PR #1669, opened 2021-03-23
1668 sync quickstart docs sidebar with headers

peacing:
Think it's nice to alignt he quickstart sidebar with headers. Small improvement, but something I noticed.


ozkatz (approved):
Thanks!

itaiad200 (approved):
Looks great!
-*-
• **Task statement**
Each line of the listing above that contains the word "approved" is to be copied.

• **Written response**
ozkatz (approved):
itaiad200 (approved):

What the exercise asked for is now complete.